Every line in the records below with the string "analytics" is to be copied out.

************

Issue #2526, opened 2025-05-15
Ensure features with `SURVEY_SUBMITTED` status are not reset accidentally when creating a second submission


spwoodcock:
**Describe the bug**

- After submitting the survey, features go green with `SURVEY_SUBMITTED`.
- If the user opens to webform / survey again (say accidentally), then the feature status will be updated to `OPENED_IN_ODK` again.
- We need to avoid this with logic to block that.
- If `SURVEY_SUBMITTED`, do not update the entity status upon opening the survey (simply skip the API call / PGLite update)

spwoodcock:
Downgraded - this is definitely nice to have, but not a blocker for now

varun2948:
@spwoodcock was looking over the pglite whole day but surely can switch it to this one for now. I cannot apparenly test the issue out but was trying different things out - #2532

spwoodcock:
> @spwoodcock was looking over the pglite whole day but surely can switch it to this one for now. I cannot apparenly test the issue out but was trying different things out  
> 
> - #2532 

No sorry I'm just going through issues and assigning between people - no urgency to swap!

The PGlite issue is the most urgent 👍

PR #2601, opened 2025-06-11
Fix/mapper entity bugs

NSUWAL123:

- [ ] 🍕 Feature
- [x] 🐛 Bug Fix
- [ ] 📝 Documentation
- [x] 🧑‍💻 Refactor
- [ ] ✅ Test
- [ ] 🤖 Build or CI

## Related Issue
- Related to #2526

## Describe this PR
- Optimize entity selection by using the map object to find selected entities details instead of using array find, since sometimes selecting entity was laggy
- Fix Geo-restrict functionality not working when using webforms
- Only update status to `opened_in_odk` when the entity is in the ready state
- Code refactors

## Screenshots

### DIFF
--- a/src/mapper/src/lib/components/dialog-entities-actions.svelte
+++ b/src/mapper/src/lib/components/dialog-entities-actions.svelte
@@ -274,56 +274,54 @@
 						</div>
 					{/if}
 				</div>
-				{#if selectedEntity?.status !== 'SURVEY_SUBMITTED' && selectedEntity?.status !== 'VALIDATED'}
-					<div class="entity">
+				<div class="entity">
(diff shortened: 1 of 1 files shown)


NSUWAL123:
> I will prefer to Allow multiple submissions for a single feature but can we not downgrade the status ?? Like once the submission is sent, the feature colour changes to green and then to red or blue based on either its approved or rejected. In case of approved or just submission sent, we shouldn't change colour to yellow(opened in odk status), when clicking for second submission.

Yeah, we can do that. Will update and push the changes accordingly!

spwoodcock (approved):

Issue #2619, opened 2025-06-16
Unable to invite users by osm username with space in username


manjitapandey:
**Describe the bug**
On manage users page, when I invite user via osm. Username having space is treated as a multiple username instead of single. 

**To Reproduce**

1. Go to 'manage users page'
2. Write an osm username  with space.
3. Click on add

**Expected behavior**
OSM username with space in between should be accepted as a single user instead of multiple. 

**Screenshots**

![Image](https://github.com/user-attachments/assets/17a412e5-ffe8-46da-886f-d7321f95f0f1)

**Additional context**

PR #2621, opened 2025-06-16
Invite multiple OSM user by comma separated value

NSUWAL123:

- [ ] 🍕 Feature
- [x] 🐛 Bug Fix
- [ ] 📝 Documentation
- [ ] 🧑‍💻 Refactor
- [ ] ✅ Test
- [ ] 🤖 Build or CI

## Related Issue
- Related to #2619

## Describe this PR
Invite multiple OSM users by inserting comma separated OSM usernames

## Screenshots
https://github.com/user-attachments/assets/cc62eb3f-b105-400c-97a5-7542bf151e2e

### DIFF
--- a/src/frontend/src/components/ManageProject/User/Invite.tsx
+++ b/src/frontend/src/components/ManageProject/User/Invite.tsx
@@ -117,10 +117,16 @@ const InviteTab = ({ roleList }: propType) => {
                 name="name"
                 label="Invite User"
                 value={user}
-                onChange={(e) => setUser(e.target.value.replace(/[\r\n]+/g, ' ').replace(/\t/g, ' '))}
+                onChange={(e) => {
+                  if (values.inviteVia === 'osm') {
+                    setUser(e.target.value.replace(/[\r\n]+/g, ', '));
+                  } else {
+                    setUser(e.target.value.replace(/[\r\n]+/g, ' ').replace(/\t/g, ' '));
+                  }
+                }}
                 placeholder={
                   values.inviteVia === 'osm'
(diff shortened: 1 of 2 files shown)


src/frontend/src/components/ManageProject/User/Invite.tsx
```diff
@@ -117,10 +117,16 @@ const InviteTab = ({ roleList }: propType) => {
...
+                    setUser(e.target.value.replace(/[\r\n]+/g, ', '));
+                  } else {
+                    setUser(e.target.value.replace(/[\r\n]+/g, ' ').replace(/\t/g, ' '));
+                  }
+                }}
                 placeholder={
                   values.inviteVia === 'osm'
-                    ? 'Enter Username (To assign multiple users, separate osm usernames with space)'
+                    ? 'Enter Username (To assign multiple users, separate osm usernames with commas)'
                     : 'Enter Gmail (To assign multiple users, separate gmail addresses with space)'
```
spwoodcock, line 130: The code is updated for email too, but I think just this prompt text was missed 😃

NSUWAL123: The reason behind using space in emails is for bulk email assignment. There seemed to be many cases where the PMs maintained an excel record of emails and simply copy paste the email column in the field (similar to Gmail)
And since it is not feasible to use spaces in OSM, so had to use commas instead.

spwoodcock: Ah interesting, thanks!

Typically in email clients, they accept either comma or semicolon separation. Let's keep this as it is for now though!

Issue #2620, opened 2025-06-16
Single validate this feature option on project details page even for multiple submissions


manjitapandey:
**Describe the bug**
When I send multiple submissions in a single feature. Clicking on the feature on project details page shows only a single 'validate feature' option.

**To Reproduce**

1. Send multiple submission on single feature.
2. Go to project details page
3. Click on the feature
4. See error (only single validate this feature option is shown)

**Expected behavior**
Multiple validate this feature option should be visible if there are multiple submissions sent

**Screenshots**

![Image](https://github.com/user-attachments/assets/13d1a49b-c35d-491a-841e-7c03ee075c56)

![Image](https://github.com/user-attachments/assets/d875dd6e-6c7f-450d-ac38-6db64eb151ed)

![Image](https://github.com/user-attachments/assets/c5467c48-ceb8-4747-b4ea-412cc98a3b52)

**Additional context**

PR #2634, opened 2025-06-19
Sync multiple submission id's

NSUWAL123:

- [ ] 🍕 Feature
- [x] 🐛 Bug Fix
- [ ] 📝 Documentation
- [ ] 🧑‍💻 Refactor
- [ ] ✅ Test
- [ ] 🤖 Build or CI

## Related Issue
- Related to #2620

## Describe this PR
- add submission_ids to OdkEntitiesUpdate for webhook processing
- update submission_ids also when updating local db
- remove redundant status update on backend (status update is already handled during webhook processing)
- implement entity processing queue for efficient updates (the reason for implementing this is: 
```
for (const entity of rows) {
    const updatedEntity = {
        ...entityMapClone.get(entity.entity_id), // fallback to existing data
        ...entity, // overwrite with new status
    };
    entityMapClone.set(entity.entity_id, updatedEntity);
    // Store value in local db for persistence across restarts
    await DbEntity.update(db, entity);
    }
)
```
The await was here was making stale submission_ids data to be concatenated with the new submission_id, causing the final submission_ids value to be incorrect. And since we want the asynchronous behaviour while making updates in the DB, `processQueue `workflow is used so that it would asynchronously update on each electric shape and its rows.

## Screenshots
image

### DIFF
--- a/src/backend/app/central/central_schemas.py
+++ b/src/backend/app/central/central_schemas.py
@@ -329,3 +329,4 @@ class OdkEntitiesUpdate(BaseModel):
     """A small base model to update the OdkEntity status field only."""
 
     status: str  # this must be the str representation of the db enum
+    submission_ids: Optional[str] = None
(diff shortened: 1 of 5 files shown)


spwoodcock (approved):
Great job!

Issue #2470, opened 2025-05-02
Organization based submission download and infographics


manjitapandey:
**Is your feature request related to a problem? Please describe.**
Sometimes the actual projects may be divided into multiple sub projects within the same organisation and project managers may be interested in downloading the data for analysis or viewing the analytics of whole project instead of merging the parts to get actual stats. 

**Describe the solution you'd like**
Organization based statistics page where we can allow user to view analytics like number of submissions, number of task mapped and validated and more. This page can be made accessible to only organization admin or higher user roles. 
We can also provide an option for organization managers to download submissions of overall organization. 

**Additional context**
This is not the finalised UI but I have drafted my understanding in the figma. We can discuss further and polish requirements before we move towards development of the feature. 
This is also the requirement from Tokha Field surveying activity.
![Image](https://github.com/user-attachments/assets/d41fd022-09f8-471d-87af-be9124dd177f)

Sujan167:
I'm currently looking into this. Will share thoughts or questions soon, especially around the data aggregation and download flow for organization-level submissions and stats.

Sujan167:
At the moment, the /organisation/{org_id}/stats endpoint only includes the finalized data you see in the response and does not provide counts for draft, completed, or published projects. That information is currently available through the /projects/summaries API

However, if you’d prefer to have those project counts included directly in the /organisation/{org_id}/stats response, I’d be happy to add that as well

Sujan167:
Hi again 👋

Just an update: I’ve implemented the project status breakdown directly in the /organisation/{org_id}/stats response under the overview.project_status_counts field.

This now includes counts for each project status (e.g. DRAFT, PUBLISHED, COMPLETED), so you won’t need to rely on /projects/summaries for that data anymore.

Let me know if you have any feedback or need adjustments!
Now the final response looks like this:

```{
  "overview": {
   ...

    "project_status_counts": {
      "PUBLISHED": 1,
      "DRAFT": 3,
      "COMPLETED": 1,
      "ARCHIVED":0
      "
    }

...
}
```

PR #2689, opened 2025-07-08
Organization based submission download and infographics

Sujan167:

- [x] 🍕 Feature
- [ ] 🐛 Bug Fix
- [ ] 📝 Documentation
- [ ] 🧑‍💻 Refactor
- [ ] ✅ Test
- [ ] 🤖 Build or CI

## Related Issue
Issues:
- #2470

## Describe this PR
- Implemented `get_organisation_stats` to retrieve aggregated statistics for an organisation, including task counts and daily activity.

- Added `download_organisation_submissions` to export submissions in CSV or GeoJSON format.

- Introduced new Pydantic models for organisation statistics in `organisation_schemas.py`.

- Updated routes to include endpoints for fetching stats and downloading submissions.

- Created utility functions for handling submission data and formatting outputs.

## Screenshots
- Organisation infographics
image
image

### DIFF
--- a/src/backend/app/organisations/organisation_crud.py
+++ b/src/backend/app/organisations/organisation_crud.py
@@ -392,37 +392,22 @@ async def get_organisation_stats(
 
     try:
         async with db.cursor() as cur:
+            params = {
+                "org_id": org_id,
+                "start_date": start_date,
+                "end_date": end_date,
+            }
+
             # Fetch org-wide stats
-            await cur.execute(
-                main_sql,
-                {
-                    "org_id": org_id,
-                    "start_date": start_date,
-                    "end_date": end_date,
-                },
-            )
+            await cur.execute(main_sql, params)
             row = await cur.fetchone()
 
             # Fetch daily stats
-            await cur.execute(
-                daily_sql,
-                {
-                    "org_id": org_id,
-                    "start_date": start_date,
-                    "end_date": end_date,
-                },
-            )
+            await cur.execute(daily_sql, params)
             daily_rows = await cur.fetchall()
 
             # Fetch per-project stats
-            await cur.execute(
-                project_task_sql,
-                {
-                    "org_id": org_id,
-                    "start_date": start_date,
-                    "end_date": end_date,
-                },
-            )
+            await cur.execute(project_task_sql, params)
             project_rows = await cur.fetchall()
 
         daily_stats = [


src/backend/app/organisations/organisation_utils.py
```diff
@@ -0,0 +1,130 @@
...
+"""Utils for download organisation submissions."""
+
+import csv
+import io
+
+from app.organisations.organisation_deps import get_org_odk_creds
+from app.submissions import submission_crud
+
+
+async def populate_odk_credentials_for_projects(projects, org):
```
spwoodcock, line 27: Is there a need for this logic?

When the project has empty credentials, then we default to use the organisation credentials.
The nice thing about doing that, is organisation creds could be changed in one place.

Could you possibly do an sql concat similar to the get projects endpoints?

src/backend/app/organisations/organisation_deps.py
```diff
@@ -127,3 +129,51 @@ async def org_from_project(
 ) -> DbOrganisation:
     """Get an organisation from a project id."""
     return await get_organisation(db, project.organisation_id)
+
+
+async def org_or_project_manager(
```
spwoodcock, line 134: I haven't dug too deeply into the logic here, but it seems a bit against what we have built to far:
- Generally any role that is higher in the hierarchy should automatically have the permissions of the lower roles

admin > org manager > proj manager > users / validators

I think most other things work that way - is it possible to do the same here?

If there a good justification why, then we could consider adding this approach 👍

src/backend/app/organisations/organisation_utils.py
```diff
@@ -0,0 +1,130 @@
...
+            filters["$filter"] = (
+                f"__system/submissionDate ge {start_date}T00:00:00+00:00 and "
+                f"__system/submissionDate le {end_date}T23:59:59.999+00:00"
+            )
+        except ValueError:
+            pass  # Gracefully skip if format is invalid
+    return filters
+
+
+async def collect_all_submissions(projects, filters):
```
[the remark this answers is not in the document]
Sujan167: Yeah, you're totally right — performance is definitely something to think about here.

Since each project might have its own ODK credentials, and ODK Central doesn’t support querying submissions across multiple projects in one go, we have to make one API call per project. So if there are N projects, that means N calls.

To help with performance, I’ve used asyncio.gather to run those API calls concurrently. And to keep things from getting too overwhelming or hitting rate limits, I’ve added a semaphore to limit concurrency to 10 projects at a time.

Happy to tweak the limit or explore other ideas if you think there’s a better way!😀

src/backend/app/organisations/organisation_utils.py
Sujan167: Each project may have own ODK credentials, so fallback organisation ODK credential will be injected to those projects which have empty credentials.

src/backend/app/organisations/organisation_deps.py
Sujan167: Ah, I wasn’t aware of that — thanks for pointing it out!

I’ve updated the logic so that this endpoint now allows access for both admin and org_admin, following the role hierarchy convention we’ve used elsewhere.

Let me know if that looks better now 👍

src/backend/app/organisations/organisation_utils.py
spwoodcock: This could be wrapped in a method on DbProject if it's useful in many places

Sujan167:
Since the submission payloads are large and include data from multiple projects, the response size becomes too big, which creates a bottleneck for OKD Central on long run. To avoid this, submissions should be downloaded directly from S3 instead.

There is currently a cron job that fetches submissions every 6 hours (if I’m not mistaken). This job should be adjusted to run more frequently — possibly every hour or even shorter, depending on feasibility.

Would love to hear your thoughts on this approach @spwoodcock

Anuj-Gupta4 (changes requested):

Anuj-Gupta4 (approved):

spwoodcock (approved):

PR #2696, opened 2025-07-11
Remove custom web-forms caching by key, defer to workbox pwa

spwoodcock:

- [ ] 🍕 Feature
- [ ] 🐛 Bug Fix
- [ ] 📝 Documentation
- [x] 🧑‍💻 Refactor
- [ ] ✅ Test
- [ ] 🤖 Build or CI

## Related Issue

Looking into this during https://github.com/hotosm/field-tm/issues/2674

## Describe this PR

- We implemented a custom caching mechanism for webforms, to avoid loading every time a feature is clicked.
- Since then, we added workbox runtime caching.
- Ideally the webforms can be cached as part of the PWA workbox config.
- If you think it's feasible, could you please continue this @DanielJDufour 🙏?
- If not, we can close and keep caching manually - but we need a way to avoid the cache conflicts that keep occurring (perhaps we need a rule to omit this path in workbox too).

### DIFF
--- a/src/mapper/src/lib/api/fetch.ts
+++ b/src/mapper/src/lib/api/fetch.ts
@@ -4,42 +4,6 @@ import { DbApiSubmission } from '$lib/db/api-submissions.ts';
 
 const API_URL = import.meta.env.VITE_API_URL;
 
-const DEFAULT_CACHE_NAME = 'c488ea01-8c52-4a18-a93e-934bc77f1eb8';
-
-async function fetchCachedBlobUrl(url: string, cacheName: string, clean: boolean): Promise<string> {
-	// delete old cache entries
-	if (clean) await clearCacheStorage(url, cacheName);
-
-	const cacheStorage = await caches.open(cacheName || DEFAULT_CACHE_NAME);
-	const response = await cacheStorage.match(url);
-	if (response) {
-		const blob = await response.blob();
-		return URL.createObjectURL(blob);
-	} else {
-		const response = await fetch(url);
-		// clone the response stream as it can only be consumed again
-		cacheStorage.put(url, response.clone());
-		const blob = await response.blob();
-		return URL.createObjectURL(blob);
-	}
-}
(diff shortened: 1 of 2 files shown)


DanielJDufour:
Sure! I can take a look! I think the crux of it will be trying to find a way for the workbox cache to apply to the iframe's context.  I'll try to think creatively, including maybe loading workbox inside the iframe.  I'll know more once I dive in! Thanks for getting this started!

DanielJDufour:
I'm working on this currently.  I think we want to look into pre-caching 'https://hotosm.github.io/web-forms/odk-web-form.js' and '/web-forms.html'.

For the things that depend on the config.json, which is dynamically loaded, I don't think we can technically do pre-caching in the service worker using a manifest.  Instead, I'll look at trying to do "preemptive" (is that the right word?) runtime caching where we cache right when the project is loaded (and not waiting for a map feature to be selected).

spwoodcock:
> I'm working on this currently.  I think we want to look into pre-caching 'https://hotosm.github.io/web-forms/odk-web-form.js' and '/web-forms.html'.
> 
> For the things that depend on the config.json, which is dynamically loaded, I don't think we can technically do pre-caching in the service worker using a manifest.  Instead, I'll look at trying to do "preemptive" (is that the right word?) runtime caching where we cache right when the project is loaded (and not waiting for a map feature to be selected).   In other words, try to load the resources as soon as we can (after config.json loaded).

Nice, sounds like a plan! Its likely the cache config in the vite config for the precaching 😃

DanielJDufour:
@spwoodcock , yes.  I think it's solvable.  Worse case scenario is if I can't get the elegant vite.config.json approach to work to precache the files in the service worker.  I can just force an early runtime cache, by calling fetch on the resources when the app loads.  I'll give myself to Wednesday to get the more elegant approach to work.  If it doesn't work then, I can take the more hacky approach.

Issue #2724, opened 2025-07-23
False error message when submission status is updated


manjitapandey:
**Which server**

- [x] Dev
- [x] Stage
- [ ] Prod
- [ ] Other (please specify)

**Describe the bug**
In submission details page, When a validator updates submission status to approved or has issues, there is error message saying "error in updating submission status". But the status is updated when you get back on submission table page. This wrong information confuses users. 

**To Reproduce**

1. Go to 'submission details page'
2. Click on 'Review submission status'
3. Mark submission as approved or has issues
4. See error (see failed to update submission status message and 
https://api.stage.fmtm.hotosm.org/submission/update-review-state?project_id) failing with 500 error. 

**Expected behavior**
If the submission status is being updated, the false error message as well as failing endpoint should be removed to ensure clear workflow. 

**Screenshots**

<img width="1918" height="922" alt="Image" src="https://github.com/user-attachments/assets/afad3e7b-4b07-49d4-b0e8-2b5925efbb14" />

**Additional context**

PR #2761, opened 2025-08-04
Fixed false error on submission status update.

Sujan167:

- [ ] 🍕 Feature
- [x] 🐛 Bug Fix
- [ ] 📝 Documentation
- [ ] 🧑‍💻 Refactor
- [ ] ✅ Test
- [ ] 🤖 Build or CI

## Related Issue

- #2724 

## Describe this PR

- Updated the ReviewStateOut Pydantic response model to allow deviceId: Optional[str] = None.

- The ODK submission may not include deviceid metadata if it wasn't declared in the XLSForm

## Review Guide

### DIFF
--- a/src/backend/app/submissions/submission_crud.py
+++ b/src/backend/app/submissions/submission_crud.py
@@ -20,13 +20,13 @@
 import asyncio
 import json
 import uuid
-import xml.etree.ElementTree as ET
 from datetime import datetime, timedelta, timezone
 from io import BytesIO
 from pathlib import Path
 from tempfile import TemporaryDirectory
 from typing import Optional
 
+from defusedxml import ElementTree
 from fastapi import HTTPException, Response
 from loguru import logger as log
 from psycopg import Connection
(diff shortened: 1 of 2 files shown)


Sujan167:
> Did you check why deviceid is none in some cases and is it expected to be none?

Yes, I investigated this. Here are the reasons why deviceID can be null, and this is expected behavior in some cases:

ODK Central stores deviceId as null if it's not included in the submission metadata. This is a normal fallback behavior.

If the XLSForm doesn't explicitly include deviceiD as a metadata field, ODK Collect won't capture or submit it.

And the schema doesnot expect deviceID as input.
`
class ReviewStateIn(BaseModel):
    """Update to the review state of a submission."""

    instance_id: str
    review_state: ReviewStateEnum
`

src/backend/app/submissions/submission_crud.py
```diff
@@ -251,6 +255,16 @@ async def create_new_submission(
             )
 
 
+def extract_device_id_from_xml(xml_str: str) -> Optional[str]:
+    """Extract device ID from the XML string."""
+    try:
+        root = ET.fromstring(xml_str)
```
spwoodcock, line 261: Its always a bad idea to directly load an XML sent to a web API - we would first need to run this through a package like defusedxml to avoid XXE attacks or similar.

We have tried to avoid manipulating XML as much as possible in the backend.

But in this case, ODK expects the deviceId in the XML and this is the best option I think.

So we probably need to keep the code the same, but add the defusedxml package and import ElementTree from defusedxml instead of standard lib XML 👍

spwoodcock (changes requested):

spwoodcock:
Good debugging to find this info! 🙌

Anuj-Gupta4 (approved):

PR #2786, opened 2025-08-19
Only add translation for the set language in mandatory fields

Anuj-Gupta4:

- [x] 🍕 Feature
- [ ] 🐛 Bug Fix
- [ ] 📝 Documentation
- [ ] 🧑‍💻 Refactor
- [ ] ✅ Test
- [ ] 🤖 Build or CI

## Related Issue

- https://github.com/hotosm/field-tm/issues/2627
- https://github.com/hotosm/field-tm/issues/2374

## Describe this PR

- Only add relevant translations using label field for mandatory fields.
- In case of bare label, don't add translations of other languages and use English label for injected fields.
- Update translation check test case.
- Check if we have the translation for all labels present and raise an error if not present.
- Update the xlsform documentation.

### DIFF
--- a/docs/manuals/xlsform-design.md
+++ b/docs/manuals/xlsform-design.md
@@ -176,8 +176,11 @@ overview of the injected fields and their purposes:
 4. If no feature is selected, the user would be prompted to take a GPS coordinate
    of new feature.
    Note: One of these two options must be filled up to proceed.
-5. We also dedicate few rows for calculating OSM ID,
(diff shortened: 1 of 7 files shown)


spwoodcock:
> In that case, should we rely on label fields instead of default language to only add relevant translations for mandatory fields?

Yeah I think we might have to scan the columns and extract all the languages the user provided 👍

Sujan167 (approved):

************

_Finished task_
Sometimes the actual projects may be divided into multiple sub projects within the same organisation and project managers may be interested in downloading the data for analysis or viewing the analytics of whole project instead of merging the parts to get actual stats. 
Organization based statistics page where we can allow user to view analytics like number of submissions, number of task mapped and validated and more. This page can be made accessible to only organization admin or higher user roles. 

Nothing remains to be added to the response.